- **TASK ITEM**: Please restate the lines shown below exactly, every one of them.

- **MATERIALS PROVIDED**:
PR #675, opened 2022-01-29
Add hidden nugget to Cherrygrove City

rik-smeets:
Adds the hidden nugget from HG/SS to Cherrygrove City. Includes some minor map edits to make the surf area accessible. See the demo below.

Cherrygrove Nugget


Rangi42:
Nice work! Red++ 4 already did this (https://github.com/Rangi42/RedPlusPlus/tree/master/notes/map%20stitches), but I never got around to porting it to PC.

PR #676, opened 2022-01-29
Add the hidden items from HGSS on Route 32

rik-smeets:
See `missing-hgss-items.txt` for the changes. I also removed the section on Violet City since that Pokéball was already a hidden item there.


Rangi42:
Thanks for this! Note that I'm not committed to using all of these HGSS items, and some could be adapted to different locations. For instance, PC doesn't have Rock Climb, but it does have new areas like Route 35 Coast, so an item like "Rare Candy	Near the north-east corner of the Lighthouse (requires Rock Climb)" could be hidden there instead.

PR #677, opened 2022-01-29
Add hidden nugget from HGSS on route 35

rik-smeets:


Rangi42:
Thanks again! I edited this to append new event constants to the very end of the event flags. It's less well-organized, but avoids breaking saves.

rik-smeets:
@Rangi42 I wasn't aware of that, thanks! I'll keep that in mind in upcoming PR's.

PR #680, opened 2022-02-18
Correct the Butterfree dex entry

fosskers:
Bees make honey from flowers, but the flowers themselves only emit pollen which many bugs feast on.


itsdarsh:
This isn't entirely true, as plants also produce nectar to attract bugs, and nectar is the sugar source of honey. I'd be willing to entertain changing references of honey to nectar, but this is something from vanilla and honey is more accurate than pollen in this case (even if both are wrong).

PR #683, opened 2022-03-20
Fix Sylveon cry in intro

JanJastrow:
Hi, while testing 9bit I noticed that the text at this position auto-scrolled by and no Pokémon cry was audible.
Judging by pokecrystal, this should be a ```text_end``` ?
https://github.com/pret/pokecrystal/blob/master/data/text/common_2.asm#L1544


Rangi42:
Thanks for catching this bug!

PR #687, opened 2022-04-19
Use menu_coords macro for menu headers

nickjwilde:
Looking to contribute where I can.


Rangi42:
Thanks! This is definitely an improvement.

- **TASK SOLUTION**:
PR #675, opened 2022-01-29
Add hidden nugget to Cherrygrove City

rik-smeets:
Adds the hidden nugget from HG/SS to Cherrygrove City. Includes some minor map edits to make the surf area accessible. See the demo below.

Cherrygrove Nugget


Rangi42:
Nice work! Red++ 4 already did this (https://github.com/Rangi42/RedPlusPlus/tree/master/notes/map%20stitches), but I never got around to porting it to PC.

PR #676, opened 2022-01-29
Add the hidden items from HGSS on Route 32

rik-smeets:
See `missing-hgss-items.txt` for the changes. I also removed the section on Violet City since that Pokéball was already a hidden item there.


Rangi42:
Thanks for this! Note that I'm not committed to using all of these HGSS items, and some could be adapted to different locations. For instance, PC doesn't have Rock Climb, but it does have new areas like Route 35 Coast, so an item like "Rare Candy	Near the north-east corner of the Lighthouse (requires Rock Climb)" could be hidden there instead.

PR #677, opened 2022-01-29
Add hidden nugget from HGSS on route 35

rik-smeets:


Rangi42:
Thanks again! I edited this to append new event constants to the very end of the event flags. It's less well-organized, but avoids breaking saves.

rik-smeets:
@Rangi42 I wasn't aware of that, thanks! I'll keep that in mind in upcoming PR's.

PR #680, opened 2022-02-18
Correct the Butterfree dex entry

fosskers:
Bees make honey from flowers, but the flowers themselves only emit pollen which many bugs feast on.


itsdarsh:
This isn't entirely true, as plants also produce nectar to attract bugs, and nectar is the sugar source of honey. I'd be willing to entertain changing references of honey to nectar, but this is something from vanilla and honey is more accurate than pollen in this case (even if both are wrong).

PR #683, opened 2022-03-20
Fix Sylveon cry in intro

JanJastrow:
Hi, while testing 9bit I noticed that the text at this position auto-scrolled by and no Pokémon cry was audible.
Judging by pokecrystal, this should be a ```text_end``` ?
https://github.com/pret/pokecrystal/blob/master/data/text/common_2.asm#L1544


Rangi42:
Thanks for catching this bug!

PR #687, opened 2022-04-19
Use menu_coords macro for menu headers

nickjwilde:
Looking to contribute where I can.


Rangi42:
Thanks! This is definitely an improvement.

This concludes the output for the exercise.